◆ RECORD EXCERPTS:
------------------------------------

PR #2992, opened 2019-08-19
Deprecate access_control attribute, add security + security_post_denormalize attributes

### LINKED ISSUE #1646: Deserializer before security

vincentchalamon:
| Q             | A
| ------------- | ---
| Waiting for PR?      | api-platform/core#2990
| Bug fix?      | yes
| New feature?  | yes
| BC breaks?    | no
| Deprecations? | no
| Tests pass?   | yes
| Fixed tickets | #1646, api-platform/api-platform#1218
| License       | MIT
| Doc PR        | api-platform/docs#859

### DIFF
--- a/src/Annotation/ApiResource.php
+++ b/src/Annotation/ApiResource.php
@@ -25,6 +25,10 @@ use ApiPlatform\Core\Exception\InvalidArgumentException;
  * @Attributes(
  *     @Attribute("accessControl", type="string"),
  *     @Attribute("accessControlMessage", type="string"),
+ *     @Attribute("security", type="string"),
+ *     @Attribute("securityMessage", type="string"),
+ *     @Attribute("securityPostDenormalize", type="string"),
+ *     @Attribute("securityPostDenormalizeMessage", type="string"),
  *     @Attribute("attributes", type="array"),
  *     @Attribute("cacheHeaders", type="array"),
  *     @Attribute("collectionOperations", type="array"),
@@ -108,14 +112,28 @@ final class ApiResource
      *
      * @var string
      */
-    private $accessControl;
+    private $security;
 
     /**
      * @see https://github.com/Haehnchen/idea-php-annotation-plugin/issues/112
      *
      * @var string
      */
-    private $accessControlMessage;
+    private $securityMessage;
+
+    /**
+     * @see https://github.com/Haehnchen/idea-php-annotation-plugin/issues/112
+     *
+     * @var string
+     */
+    private $securityPostDenormalize;
+
+    /**
+     * @see https://github.com/Haehnchen/idea-php-annotation-plugin/issues/112
+     *
+     * @var string
+     */
+    private $securityPostDenormalizeMessage;
 
     /**
      * @see https://github.com/Haehnchen/idea-php-annotation-plugin/issues/112
--- a/src/Security/EventListener/DenyAccessListener.php
+++ b/src/Security/EventListener/DenyAccessListener.php
@@ -18,6 +18,7 @@ use ApiPlatform\Core\Security\ExpressionLanguage;
 use ApiPlatform\Core\Security\ResourceAccessChecker;
 use ApiPlatform\Core\Security\ResourceAccessCheckerInterface;
 use ApiPlatform\Core\Util\RequestAttributesExtractor;
+use Symfony\Component\HttpFoundation\Request;
 use Symfony\Component\HttpKernel\Event\GetResponseEvent;
 use Symfony\Component\Security\Core\Authentication\AuthenticationTrustResolverInterface;
 use Symfony\Component\Security\Core\Authentication\Token\Storage\TokenStorageInterface;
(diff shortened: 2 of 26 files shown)


src/EventListener/ReadListener.php
```diff
@@ -115,6 +115,6 @@ public function onKernelRequest(GetResponseEvent $event): void
         }
 
         $request->attributes->set('data', $data);
-        $request->attributes->set('previous_data', \is_object($data) ? clone $data : $data);
+        $request->attributes->set('previous_data', \is_object($data) && (new \ReflectionClass(\get_class($data)))->isCloneable() ? clone $data : $data);
```
dunglas: This will have to be updated when #2990 will be merged

src/GraphQl/Resolver/ResourceAccessCheckerTrait.php
```diff
@@ -30,17 +30,24 @@ trait ResourceAccessCheckerTrait
...
+    public function canAccess(?ResourceAccessCheckerInterface $resourceAccessChecker, ResourceMetadata $resourceMetadata, string $resourceClass, ResolveInfo $info, $extraVariables = [], string $operationName = null, string $attribute = 'security'): void
     {
         if (null === $resourceAccessChecker) {
             return;
         }
 
-        $isGranted = $resourceMetadata->getGraphqlAttribute($operationName ?? '', 'access_control', null, true);
+        $isGranted = $resourceMetadata->getGraphqlAttribute($operationName ?? '', $attribute, null, true);
+        if (null === $isGranted) {
+            $isGranted = $resourceMetadata->getGraphqlAttribute($operationName ?? '', 'access_control', null, true);
```
dunglas: As this class is experimental, you could also just make the `$attribute` mandatory, and trigger the deprecation only if its value is `access_control`

src/Security/EventListener/DenyAccessListener.php
```diff
@@ -56,27 +57,53 @@ public function __construct(ResourceMetadataFactoryInterface $resourceMetadataFa
...
             return;
         }
 
         $resourceMetadata = $this->resourceMetadataFactory->create($attributes['resource_class']);
 
-        $isGranted = $resourceMetadata->getOperationAttribute($attributes, 'access_control', null, true);
+        $isGranted = $resourceMetadata->getOperationAttribute($attributes, $attribute, null, true);
+        if (null === $isGranted) {
+            // Backward compatibility
+            $isGranted = $resourceMetadata->getOperationAttribute($attributes, 'access_control', null, true);
```
dunglas: It's possible to pass `access_control` in `onKernelRequest`, then you don't need this check anymore.

vincentchalamon: Can't, otherwise I couldn't trigger the deprecation

teohhanhui:
If we're really doing this, I'd suggest:

```php
"access_control"={
    "precondition"="...",
    "postcondition"="...",
},
```

dunglas:
Sub-attributes are too verbose, I prefer this approach (see my comment in the related issue).

teohhanhui:
"security" and "late_security" are really confusing names.

If you don't want nested attributes, then perhaps:

* access_control_precondition
* access_control_postcondition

------------------------------------

◆ ACTIVITY:
Retype all of the entries shown above, exactly.

◆ ANSWER BOX:
PR #2992, opened 2019-08-19
Deprecate access_control attribute, add security + security_post_denormalize attributes

### LINKED ISSUE #1646: Deserializer before security

vincentchalamon:
| Q             | A
| ------------- | ---
| Waiting for PR?      | api-platform/core#2990
| Bug fix?      | yes
| New feature?  | yes
| BC breaks?    | no
| Deprecations? | no
| Tests pass?   | yes
| Fixed tickets | #1646, api-platform/api-platform#1218
| License       | MIT
| Doc PR        | api-platform/docs#859

### DIFF
--- a/src/Annotation/ApiResource.php
+++ b/src/Annotation/ApiResource.php
@@ -25,6 +25,10 @@ use ApiPlatform\Core\Exception\InvalidArgumentException;
  * @Attributes(
  *     @Attribute("accessControl", type="string"),
  *     @Attribute("accessControlMessage", type="string"),
+ *     @Attribute("security", type="string"),
+ *     @Attribute("securityMessage", type="string"),
+ *     @Attribute("securityPostDenormalize", type="string"),
+ *     @Attribute("securityPostDenormalizeMessage", type="string"),
  *     @Attribute("attributes", type="array"),
  *     @Attribute("cacheHeaders", type="array"),
  *     @Attribute("collectionOperations", type="array"),
@@ -108,14 +112,28 @@ final class ApiResource
      *
      * @var string
      */
-    private $accessControl;
+    private $security;
 
     /**
      * @see https://github.com/Haehnchen/idea-php-annotation-plugin/issues/112
      *
      * @var string
      */
-    private $accessControlMessage;
+    private $securityMessage;
+
+    /**
+     * @see https://github.com/Haehnchen/idea-php-annotation-plugin/issues/112
+     *
+     * @var string
+     */
+    private $securityPostDenormalize;
+
+    /**
+     * @see https://github.com/Haehnchen/idea-php-annotation-plugin/issues/112
+     *
+     * @var string
+     */
+    private $securityPostDenormalizeMessage;
 
     /**
      * @see https://github.com/Haehnchen/idea-php-annotation-plugin/issues/112
--- a/src/Security/EventListener/DenyAccessListener.php
+++ b/src/Security/EventListener/DenyAccessListener.php
@@ -18,6 +18,7 @@ use ApiPlatform\Core\Security\ExpressionLanguage;
 use ApiPlatform\Core\Security\ResourceAccessChecker;
 use ApiPlatform\Core\Security\ResourceAccessCheckerInterface;
 use ApiPlatform\Core\Util\RequestAttributesExtractor;
+use Symfony\Component\HttpFoundation\Request;
 use Symfony\Component\HttpKernel\Event\GetResponseEvent;
 use Symfony\Component\Security\Core\Authentication\AuthenticationTrustResolverInterface;
 use Symfony\Component\Security\Core\Authentication\Token\Storage\TokenStorageInterface;
(diff shortened: 2 of 26 files shown)


src/EventListener/ReadListener.php
```diff
@@ -115,6 +115,6 @@ public function onKernelRequest(GetResponseEvent $event): void
         }
 
         $request->attributes->set('data', $data);
-        $request->attributes->set('previous_data', \is_object($data) ? clone $data : $data);
+        $request->attributes->set('previous_data', \is_object($data) && (new \ReflectionClass(\get_class($data)))->isCloneable() ? clone $data : $data);
```
dunglas: This will have to be updated when #2990 will be merged

src/GraphQl/Resolver/ResourceAccessCheckerTrait.php
```diff
@@ -30,17 +30,24 @@ trait ResourceAccessCheckerTrait
...
+    public function canAccess(?ResourceAccessCheckerInterface $resourceAccessChecker, ResourceMetadata $resourceMetadata, string $resourceClass, ResolveInfo $info, $extraVariables = [], string $operationName = null, string $attribute = 'security'): void
     {
         if (null === $resourceAccessChecker) {
             return;
         }
 
-        $isGranted = $resourceMetadata->getGraphqlAttribute($operationName ?? '', 'access_control', null, true);
+        $isGranted = $resourceMetadata->getGraphqlAttribute($operationName ?? '', $attribute, null, true);
+        if (null === $isGranted) {
+            $isGranted = $resourceMetadata->getGraphqlAttribute($operationName ?? '', 'access_control', null, true);
```
dunglas: As this class is experimental, you could also just make the `$attribute` mandatory, and trigger the deprecation only if its value is `access_control`

src/Security/EventListener/DenyAccessListener.php
```diff
@@ -56,27 +57,53 @@ public function __construct(ResourceMetadataFactoryInterface $resourceMetadataFa
...
             return;
         }
 
         $resourceMetadata = $this->resourceMetadataFactory->create($attributes['resource_class']);
 
-        $isGranted = $resourceMetadata->getOperationAttribute($attributes, 'access_control', null, true);
+        $isGranted = $resourceMetadata->getOperationAttribute($attributes, $attribute, null, true);
+        if (null === $isGranted) {
+            // Backward compatibility
+            $isGranted = $resourceMetadata->getOperationAttribute($attributes, 'access_control', null, true);
```
dunglas: It's possible to pass `access_control` in `onKernelRequest`, then you don't need this check anymore.

vincentchalamon: Can't, otherwise I couldn't trigger the deprecation

teohhanhui:
If we're really doing this, I'd suggest:

```php
"access_control"={
    "precondition"="...",
    "postcondition"="...",
},
```

dunglas:
Sub-attributes are too verbose, I prefer this approach (see my comment in the related issue).

teohhanhui:
"security" and "late_security" are really confusing names.

If you don't want nested attributes, then perhaps:

* access_control_precondition
* access_control_postcondition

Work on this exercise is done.